Because the author is lazy,
Therefore, this field can only be filled in docX.
Write the get::::: function
Get HTML & parse
Move the cursor to the get::::: function. First we’ll need requests as usual, and we’ll need bS4 for all requests:
Headers = {' user-agent ': Ua} result = requests. Get (URL, headers=headers) soup = BeautifulSoup(res.text, "html.parser") We define an array to store each line of the document everyline = []Copy the code
Add the title
We give the document a title, which is the title of the page.
Everyline.append (soup.title.string)Copy the code
But this will have a problem, add out the title is “XXXXXXx_ Baidu library”, very unsightly. So lift the re.sub to replace it with:
Everyline.append (re.sub('_ ', ", soup.title.string, 1)) everyline.append(re.sub('_ ', soup.title.string, 1))Copy the code
Access to the body
Bd doc-reader = bd doc-reader = BD doc-reader = BD doc-reader
\n, \x0c, and Spaces (\n is a newline character). We split it into arrays and delete the other two characters separately:
For doc in soup. Find_all ('div', attrs={"class": "bd doc-reader"}): Everyline.extend (doc.get_text().split('\n')) # everyline = [i.place (' ', '') for i in everyline] everyline = [i.replace('\x0c', '') for i in everyline]Copy the code
Save the file
The next step is to save the file. Save TXT as TXT first, and then judge the convert parameter. If docx is entered, then suffix TXT and change it to DOCx.
Final_path = path # If it is a relative path, change the connection PWD to an absolute path, otherwise Python does not support it. if not path.startswith('/'): final_path = pwd + '/' + final_path try: file = open(final_path + '/' + output, 'w', encoding='utf-8') for line in everyline: file.write(line) file.write('\n') file.close() except FileNotFoundError as err: print("wenku: error: / / contract/formspapers/formspapers/formspapers/formspapers/formspapers/formspapers/formspapers/formspapers/formspapers/formspapers with open(final_path + '/' + output) as f: Add_paragraph (f.read()) # Add paragraph doku.save (final_path + '/' + output + '.' + convert) # Docx system('rm '+ final_path + '/' + output) # Delete file saved in tryCopy the code
Create the GUI
Open the weeker. Py. The first is a pair of import sentences, where Gooey converts CLI to GUI using argparse-like syntax.

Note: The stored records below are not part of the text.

PR #4023, opened 2024-03-05
perf(bankid-dialog): defer BankIdDialog/BankIdV6Dialog loading

guilhermespopolin:
## Describe your changes

* Defer the loading of BankId's dialogs.

Better initial performance by not including JS for those modals in the initial bundle.

### DIFF
--- a/apps/store/src/components/BankIdDialogDynamic.tsx
+++ b/apps/store/src/components/BankIdDialogDynamic.tsx
@@ -1,0 +1,21 @@
+import dynamic from 'next/dynamic'
+import { Space } from 'ui'
+import * as FullscreenDialog from '@/components/FullscreenDialog/FullscreenDialog'
+import { Skeleton } from '@/components/Skeleton'
+
+export const BankIdDialogDynamic = dynamic({
+  loader: async () => {
+    const { BankIdDialog } = await import('./BankIdDialog')
+    return BankIdDialog
+  },
+  loading: () => (
+    <FullscreenDialog.Root open={true}>
+      <FullscreenDialog.Modal center={true}>
+        <Space y={0.5}>
+          <Skeleton style={{ height: 22, width: 180 }} />
+          <Skeleton style={{ height: 22, width: 200 }} />
+        </Space>
+      </FullscreenDialog.Modal>
+    </FullscreenDialog.Root>
+  ),
+})
--- a/apps/store/src/pages/_app.tsx
+++ b/apps/store/src/pages/_app.tsx
@@ -10,8 +10,8 @@ import { Provider as BalancerProvider } from 'react-wrap-balancer'
 import globalCss from 'ui/src/global.css'
 import { theme } from 'ui'
 import { AppErrorDialog } from '@/components/AppErrorDialog'
-import { BankIdDialog } from '@/components/BankIdDialog'
-import { BankIdV6Dialog } from '@/components/BankIdV6Dialog/BankIdV6Dialog'
+import { BankIdDialogDynamic } from '@/components/BankIdDialogDynamic'
+import { BankIdV6DialogDynamic } from '@/components/BankIdV6Dialog/BankIdV6DialogDynamic'
 import { ContactUs } from '@/components/ContactUs/ContactUs'
 import { CookieConsentLoader } from '@/components/CookieConsentLoader'
 import { GlobalLinkStyles } from '@/components/RichText/RichText.styles'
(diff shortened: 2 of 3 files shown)


guilhermespopolin:
* **#4023** <a href="https://app.graphite.dev/github/pr/HedvigInsurance/racoon/4023?utm_source=stack-comment-icon" target="_blank">Graphite</a> 👈
* `main`

<h2></h2>

apps/store/src/pages/_app.tsx
```diff
@@ -54,6 +52,17 @@ const DynamicGlobalBanner = dynamic(() => import('@/components/GlobalBanner/Glob
   ssr: false,
 })
 
+const DynamicBankIdV6Dialog = dynamic(
+  () => import('@/components/BankIdV6Dialog/BankIdV6Dialog').then((mod) => mod.BankIdV6Dialog),
+  {
+    ssr: false,
```
alebedev, line 58: Why no ssr for one but not the other?

apps/store/src/pages/_app.tsx
```diff
@@ -54,6 +52,17 @@ const DynamicGlobalBanner = dynamic(() => import('@/components/GlobalBanner/Glob
...
+  },
```
alebedev, line 59: With no loader there could be a delay between the moment dialog should open and actual opening.  Please check on emulated Fast 3G.  Maybe it would be better experience to have some loader (empty dialog with loading indicator in center, perhaps?)

apps/store/src/pages/_app.tsx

From gooey import gooey, GooeyParser import getCopy the code
Then add if __name__ == ‘__main__’ :
If __name__ == '__main__': main()Copy the code
Let’s define this main() :
@gooey (encoding=' utF-8 ', program_name="Weeker ", language=' Chinese ') def main(): encoding='utf-8', program_name="Weeker ", language=' Chinese ') def main(): Parser = GooeyParser(Description =" Parser, Cheers!" ) parser. Add_argument ("url", metavar=' document address ', widget="TextField") parser. Add_argument ("ua", metavar=' user UA', widget="Dropdown", choices={"Googlebot": 1, 'Baiduspider': Add_argument ("path", metavar=' save path ', widget="DirChooser") parser. Add_argument ("output", metavar=' rename ', Widget ="TextField") parser. Add_argument ("convert", metavar=' format conversion ', widget="Dropdown", choices={'docx': 1}) args = parser.parse_args() get.get(args.url, ua=args.ua, path=args.path, output=args.output, convert=args.convert)Copy the code
@gooey is a decorator that converts main() to a Gooey function. In main, we write the parser.add_argument function similar to argparse, and finally define args = parser.parse_args(), which takes input for each argument from the args member and passes it to get. Py. Let’s run it and something amazing happens:
We have successfully converted CLI to GUI!!

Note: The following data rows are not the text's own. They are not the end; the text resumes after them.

PR #4031, opened 2024-03-07
fix: Set aspect ratio for video posters

Youakeem:
## Describe your changes
Make sure video poster images aspect ration is calculated

It's required to have both width and height in order for `getImageProps` to work correctly


guilhermespopolin (approved):
🙌🏻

Note: If you prefer the command line, you can search python-fire on GitHub and expose functions and arguments directly to the CLI for better results. Note II: due to computer problems, the finished product can not be packaged, so if necessary, please compile by yourself. Note III: Attached are two py files. Note IV: I just saw a wrong import in the source code. If you downloaded the source code, please check it against the code in the article first.